PR #1367, opened 2023-06-01
Use correct error type for duplicate relationships

### LINKED ISSUE #1366: Duplicate updates return the wrong ErrorReason reason
When you submit a gRPC request in authzed-java with duplicate `RelationshipUpdate` entries, it returns an error as expected, but the `ErrorReason` listed in the response is `ERROR_REASON_INVALID_SUBJECT_TYPE`, which doesn't make much sense to me.

It seems like it ought to be `ERROR_REASON_UPDATES_ON_SAME_RELATIONSHIP`.

reify-tanner-stirrat:
Fixes #1366 
Duplicates #1368 

## Description
We noticed this when looking at error output for a duplicate relationship issue - it wasn't returning the correct error reason out of the enum.

## Changes
* Use the correct error type
## Testing
I suppose it would be good to write a test for this, but I'm not familiar with Go. If you'd like to see some tests I'll dig into it.

### DIFF
--- a/internal/services/v1/errors.go
+++ b/internal/services/v1/errors.go
@@ -168,7 +168,7 @@ func (err ErrDuplicateRelationshipError) GRPCStatus() *status.Status {
 		err,
 		codes.InvalidArgument,
 		spiceerrors.ForReason(
-			v1.ErrorReason_ERROR_REASON_INVALID_SUBJECT_TYPE,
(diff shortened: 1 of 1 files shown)


vroldanbet (approved):
LGTM! Thanks for reporting and fixing! 🎉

Exercise description: Report back each line of the entries that holds the string "correct".

Result of this exercise:
Use correct error type for duplicate relationships
We noticed this when looking at error output for a duplicate relationship issue - it wasn't returning the correct error reason out of the enum.
* Use the correct error type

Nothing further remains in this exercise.